● What the task requires
Retype each line below precisely.

━━━━━━━━━━━━━━━━

PR #1250, opened 2026-06-22
fix(v3): re-enable row-group pruning with correct row lineage tracking

twuebi:
Follow-up to #1246 and #1237 

Re-enable row-group pruning while correctly tracking row lineage & add adequate tests.


table/arrow_scanner.go
```diff
@@ -358,38 +355,59 @@ func processPositionalDeletes(ctx context.Context, deletes set[int64]) recProces
...
-		sliced := array.NewSlice(full, currentIdx, nextIdx).(*array.Boolean)
-		defer sliced.Release()
+		bldr := array.NewBooleanBuilder(mem)
+		defer bldr.Release()
+		bldr.Reserve(int(nrows))
+		for range nrows {
+			pos := cursor.next()
+			// Test keep bit at absolute position pos: byte pos/8, bit pos%8,
+			// LSB-first (the layout the fast path's array.NewBoolean reads).
+			bldr.Append(keepBits[pos>>3]&(1<<(uint(pos)&7)) != 0)
```
laskoviymishka, line 405: This is the one thing I'd want settled before merge.

`keepBits` is sized `⌈rowCount/8⌉` from the manifest's `File.Count()`, but `pos` here comes from `cursor.next()` walking `RowGroupSpan`s drawn from Parquet row-group metadata. If those two ever disagree — a writer bug, a hand-built file, corruption — `pos` can reach or exceed `rowCount` and `keepBits[pos>>3]` is an out-of-range index that panics. The fast path is immune because `array.NewSlice` validates; this slow path has no guard.

It also contradicts the `next()` contract a few lines up ("reading past the total row count degrades... rather than panicking") — that only holds for callers that don't index a bounded slice, and this one does. I'd add the guard and keep-by-default:

```go
if pos >= rowCount {
    bldr.Append(true)
    continue
}
```

If we'd rather treat an overshoot as a true invariant violation, the alternative is to panic here with a message that names the position overflow — but a silent OOB is the worst of both. wdyt?

laskoviymishka (changes requested):
Almost there, the cursor design is the right shape and the regression coverage is solid. One blocking thing before merge:

In `filterByDeletionVector`'s slow path we index `keepBits[pos>>3]` with a `pos` from `cursor.next()` (sourced from Parquet row-group metadata), while `keepBits` is sized from the manifest's `File.Count()`. There's no bounds check, so if the two ever disagree — a writer bug, a hand-built file, corruption — that's an out-of-range panic, not a wrong-but-bounded result. And it contradicts the `next()` doc that promises overshoot "degrades... rather than panicking": that only holds for callers that don't index a bounded buffer, and this one does. I'd add a `pos >= rowCount` keep-by-default guard, or panic with a message that names the overflow — a silent OOB is the worst option.

The rest landed well:
- `rowPositionSource`/`rowPositionCursor` walking surviving spans in file order keeps `_row_id = first_row_id + position` correct across pruned-group gaps
- the one-source-many-cursors split reads cleanly, and the DV-supersedes-positional-delete rule matches the v3 spec
- `row_lineage_prune_delete_test.go` exercises the real pruning/delete interaction it's meant to guard
- scan-time only — no file-format or cross-client interop change

A couple of non-blocking nits I'll leave to you: the `positions` slice in `synthesizeRowLineageColumns` is allocated/filled every batch even on the all-explicit-`_row_id` path where it's never read, and the `Survivors` doc says "left empty" where the code sets it to nil. Neither blocks.

Fix the slow-path bound (and reconcile the `next()` degrade contract) and this is good to land.

table/arrow_scanner.go
twuebi: added the guard, thanks!

laskoviymishka (approved):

━━━━━━━━━━━━━━━━

● Response to the task
PR #1250, opened 2026-06-22
fix(v3): re-enable row-group pruning with correct row lineage tracking

twuebi:
Follow-up to #1246 and #1237 

Re-enable row-group pruning while correctly tracking row lineage & add adequate tests.


table/arrow_scanner.go
```diff
@@ -358,38 +355,59 @@ func processPositionalDeletes(ctx context.Context, deletes set[int64]) recProces
...
-		sliced := array.NewSlice(full, currentIdx, nextIdx).(*array.Boolean)
-		defer sliced.Release()
+		bldr := array.NewBooleanBuilder(mem)
+		defer bldr.Release()
+		bldr.Reserve(int(nrows))
+		for range nrows {
+			pos := cursor.next()
+			// Test keep bit at absolute position pos: byte pos/8, bit pos%8,
+			// LSB-first (the layout the fast path's array.NewBoolean reads).
+			bldr.Append(keepBits[pos>>3]&(1<<(uint(pos)&7)) != 0)
```
laskoviymishka, line 405: This is the one thing I'd want settled before merge.

`keepBits` is sized `⌈rowCount/8⌉` from the manifest's `File.Count()`, but `pos` here comes from `cursor.next()` walking `RowGroupSpan`s drawn from Parquet row-group metadata. If those two ever disagree — a writer bug, a hand-built file, corruption — `pos` can reach or exceed `rowCount` and `keepBits[pos>>3]` is an out-of-range index that panics. The fast path is immune because `array.NewSlice` validates; this slow path has no guard.

It also contradicts the `next()` contract a few lines up ("reading past the total row count degrades... rather than panicking") — that only holds for callers that don't index a bounded slice, and this one does. I'd add the guard and keep-by-default:

```go
if pos >= rowCount {
    bldr.Append(true)
    continue
}
```

If we'd rather treat an overshoot as a true invariant violation, the alternative is to panic here with a message that names the position overflow — but a silent OOB is the worst of both. wdyt?

laskoviymishka (changes requested):
Almost there, the cursor design is the right shape and the regression coverage is solid. One blocking thing before merge:

In `filterByDeletionVector`'s slow path we index `keepBits[pos>>3]` with a `pos` from `cursor.next()` (sourced from Parquet row-group metadata), while `keepBits` is sized from the manifest's `File.Count()`. There's no bounds check, so if the two ever disagree — a writer bug, a hand-built file, corruption — that's an out-of-range panic, not a wrong-but-bounded result. And it contradicts the `next()` doc that promises overshoot "degrades... rather than panicking": that only holds for callers that don't index a bounded buffer, and this one does. I'd add a `pos >= rowCount` keep-by-default guard, or panic with a message that names the overflow — a silent OOB is the worst option.

The rest landed well:
- `rowPositionSource`/`rowPositionCursor` walking surviving spans in file order keeps `_row_id = first_row_id + position` correct across pruned-group gaps
- the one-source-many-cursors split reads cleanly, and the DV-supersedes-positional-delete rule matches the v3 spec
- `row_lineage_prune_delete_test.go` exercises the real pruning/delete interaction it's meant to guard
- scan-time only — no file-format or cross-client interop change

A couple of non-blocking nits I'll leave to you: the `positions` slice in `synthesizeRowLineageColumns` is allocated/filled every batch even on the all-explicit-`_row_id` path where it's never read, and the `Survivors` doc says "left empty" where the code sets it to nil. Neither blocks.

Fix the slow-path bound (and reconcile the `next()` degrade contract) and this is good to land.

table/arrow_scanner.go
twuebi: added the guard, thanks!

laskoviymishka (approved):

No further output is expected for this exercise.